主催団体から大阪府高等学校情報教育研究会に、今回の大会への後援依頼と、今回の「思考力・判断力・表現力」の評価についての現場の情報科の教員の立場から発表をしてほしい旨のお話をいただきました。
私たちの研究会は、府立の高等学校だけでなく、市立、国立、私立といった全ての高校が加入できます。しかし、現在は府内の高校の約3分の1、つまり100校前後しか加入がない状況です。
2003年に教科「情報」が始まった際には、700人ほど会員がいたと聞いていますが、年々加入者が減っています。これは、以前であればPTAの会費などからのご厚意で、教科の研究会費等の補助をいただけたりしていたものが、近年受益者負担を求められるようになってから、参加が難しくなったことが理由のようです。
そのような中、今回のような「入試が大きく変わる」ということについて高校側からの話をするのであれば、期間は短いものの一度状況をきちんと調査し、状況を把握した上でお話しする方が良いのではないかという話になり、このような調査に至りました。ですから、この調査を以て府内の状況を全て把握できているわけではない点を、まずご了解いただければと思います。
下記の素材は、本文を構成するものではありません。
PR #76, opened 2015-03-18
RFC 3986

jamie-beck:
This is a patch to get closer to the RFC 3986 specs as described here:

https://developer.mozilla.org/en-US/docs/Web/JavaScript/Reference/Global_Objects/encodeURIComponent

By following the RFC more closely the resulting string will be more cross language (programming) compatible.


nlf:
Nice, thanks

PR #78, opened 2015-03-25
Remove useless entry point.

ben-eb:
This file is not needed to load the module. Just specify a main entry point in `package.json` and browserify/node will resolve the module automatically.

### DIFF
--- a/index.js
+++ b/index.js
@@ -1,1 +1,0 @@
-module.exports = require('./lib/');
--- a/package.json
+++ b/package.json
@@ -3,7 +3,7 @@
   "version": "2.4.1",
   "description": "A querystring parser that supports nesting and arrays, with a depth limit",
   "homepage": "https://github.com/hapijs/qs",
-  "main": "index.js",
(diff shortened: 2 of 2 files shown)


hueniverse:
While useless, this is the current style across all hapi.js projects. Removing it really adds no value. This change is as much noise as the issue it is trying to fix.

ben-eb:
> Removing it really adds no value.

If bundling this module with browserify, the extra entry point adds more weight to the build, however small, which is relevant on mobile devices where data is at a much higher cost. I think it is bad style to include needless files like this when it can be done with less lines of code. But, an alternate change might be to rename `lib/index.js` to `index.js`.

I agree that it is completely irrelevant in a server side context.

nlf:
Unless you can prove that the weight it adds is significant enough to care about (which I highly doubt, seeing as it's one line) this is a no. I'd prefer maintaining consistency with the other hapi.js projects over eliminating a single line of code.

ben-eb:
Fair enough, that is your decision to make.

PR #85, opened 2015-05-19
No equal sign

pierot:
Pull request for functionality described here: https://github.com/hapijs/qs/issues/79#issuecomment-103473308

### DIFF
--- a/lib/parse.js
+++ b/lib/parse.js
@@ -9,7 +9,8 @@ var internals = {
     delimiter: '&',
     depth: 5,
     arrayLimit: 20,
-    parameterLimit: 1000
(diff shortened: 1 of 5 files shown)


scharf:
Looks good, but I am afraid this change will break a lot of existing code. I think it would be best to hide this feature behind an option (like `strictNullHandling`)

tunnckoCore:
> I think it would be best to hide this feature behind an option

:+1:

nlf:
This definitely needs to be behind an option

pierot:
I updated the PR with the option `strictNullHandling`.

Issue #79, opened 2015-03-26
In 'a&b=' treat `a` as boolean flag (true)


scharf:
If no `=` is given for a flag, it should be handled as boolean (`true`).

For example:

```javascript
Qs.parse('a&b=', {allowBoolean: true});
//  {a: true, b: ''}
```

without the `allowBoolean` option, it should not do this conversion (as it does today):

```javascript
Qs.parse('a&b=');
//  {a: '', b: ''}
```

pierot:
I would argue that the other way around, giving a null as value for a key, should generate a querystring value without the `=`.
``` javascript
Qs.stringify({a: null, b: "test"});
// ?a&b=test
```

Empty string could still behave as it is doing right now:
``` javascript
Qs.stringify({a: null, b: "test", c: ""});
// ?a&b=test&c=
```

scharf:
@pierot That makes a lot of sense!

Because the following fails today, the following assertion fails:

```javascript
assert.deepEqual(
    Qs.parse(Qs.stringify({a: null, b: "test", c: ""})),  // a=&b=test&c=
    {a: null, b: "test", c: ""}                           // {a: "", b: "test", c: ""} 
);
```

pierot:
I made a pull request for this: https://github.com/hapijs/qs/pull/85

nlf:
Closed via #85

PR #87, opened 2015-05-21
Added documentation for the new `strictNullHandling` flag

scharf:


nlf:
nice, thanks for writing that up

scharf:
Thank you for the quick merge, I think this completes #79 and #85.

PR #88, opened 2015-05-23
Cleanup repo style

idanwe:
Following hapijs/contrib#31

* Move scripts to package.json and remove Makefile
* Change main file to lib/index.js

### DIFF
--- a/package.json
+++ b/package.json
@@ -3,7 +3,7 @@
   "version": "3.0.0",
   "description": "A querystring parser that supports nesting and arrays, with a depth limit",
   "homepage": "https://github.com/hapijs/qs",
-  "main": "index.js",
+  "main": "lib/index.js",
   "dependencies": {},
   "devDependencies": {
     "browserify": "^10.2.1",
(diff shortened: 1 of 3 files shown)


package.json
```diff
@@ -11,7 +11,8 @@
     "lab": "5.x.x"
   },
   "scripts": {
-    "test": "make test-cov",
+    "test": "node node_modules/lab/bin/lab -a code -t 100 -L",
```
Marsup: NPM already has node_modules binaries in its path, simply call lab.

idanwe: I know it, I follow [hapi package.json](https://github.com/hapijs/hapi/blob/master/package.json#L53-L55)
Do you think that there is reason for the `node_modules` path there?

Marsup: I have no idea. @hueniverse ?

hueniverse: Copied from the Makefile... if it works without take it out (and open a PR on hapi)

Marsup: FWIWI this helps only on windows, because it doesn't understand shebangs, but I don't think we care.

nlf: IIRC npm installs a batch script that shims the bin to work in windows, so just pointing directly to lab should work just fine

Marsup: Yeah right, bad memory from trying to make lab work on windows the other day, I had to do that, my bad :)

PR #97, opened 2015-06-26
decode diacritics

missinglink:
heya, I was expecting this test case to pass, am I doing something wrong or is it a valid bug?

### DIFF
--- a/test/parse.js
+++ b/test/parse.js
@@ -142,6 +142,7 @@ describe('parse()', function () {
 
         expect(Qs.parse('a[b%20c]=d')).to.deep.equal({ a: { 'b c': 'd' } }, { prototype: false });
         expect(Qs.parse('a[b]=c%20d')).to.deep.equal({ a: { b: 'c d' } }, { prototype: false });
+        expect(Qs.parse('place=urn%E4sch')).to.deep.equal({ place: 'urnäsch' }, { prototype: false });
         done();
     });
 


rlidwka:
I would expect it to fail since `0xE4` is not a valid utf8:

```js
> decodeURIComponent('urn%E4sch')
URIError: URI malformed
> decodeURIComponent('urn%C3%A4sch')
'urnäsch'
```

missinglink:
this is how `angular.$http` decided to encode it

```bash
> unescape('urn%E4sch')
"urnäsch"
> unescape('urn%C3%A4sch')
"urnÃ¤sch"
```

rlidwka:
> this is how `angular.$http` decided to encode it

Well considering that `angular.js` is very well known to break various specifications [\[1\]](https://github.com/fb55/htmlparser2/issues/113), [\[2\]](https://github.com/jadejs/jade/issues/969), etc. - it's not that surprising.

Angular should be an example for everyone really, "look at it to learn which patterns you should avoid in your code".

-----

`escape` / `unescape` encode character by character and so they have a problem with unicode. It is solved by adding a non-standard syntax for it like `%uXXXX`:

```js
> escape('…')
'%u2026'
```

However, it's not supported by neither HTTP nor any other standard out there. This is how it should be encoded:

```js
> encodeURIComponent('…')
'%E2%80%A6'
```

So those two methods are kinda deprecated (put into Annex B) in ES5: https://es5.github.io/#B.2

-----

This is why it's not a valid bug.

It could be considered a feature request to add unescaping for 0x80-0xFF characters, but I'm not sure if it's good idea or not, considering that it's unclear what to do when a string has both utf8-encoded and this stuff like `%C3%A4%C3` - is it 3 characters or 2?.

missinglink:
fair enough, well put

rlidwka:
For the reference, here is how node.js querystring module parses it:

```js
> querystring.decode('xxx=urn%C3%A4sch')
{ xxx: 'urnäsch' }
> querystring.decode('xxx=urn%E4sch')
{ xxx: 'urn�sch' }
```

`qs` doesn't replace `%E4` with replacement character though. Maybe their behavior should match.

nlf:
I agree this isn't a bug. If `qs` doesn't know how to decode a portion of a string, I just pass it through so the user can decode it however they deem appropriate.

この調査には、さらにもう一つ意図があります。この調査票には、中教審の答申の情報I・情報IIの資料を付けました。それから、文部科学省の高大接続改革事業の中で「情報科」の入試が検討されているという内容も掲載しました。これらを読んでいただき、先生方に最新の教科情報の動向を知っていただくという目的も兼ねました。
調査概要と調査票
調査内容についてご説明します。
調査票および自由記述回答は、大阪府高等学校情報教育研究会のサイトにアップしてありますので、こちらでご確認いただけます。(http://osakajoho.net/db/)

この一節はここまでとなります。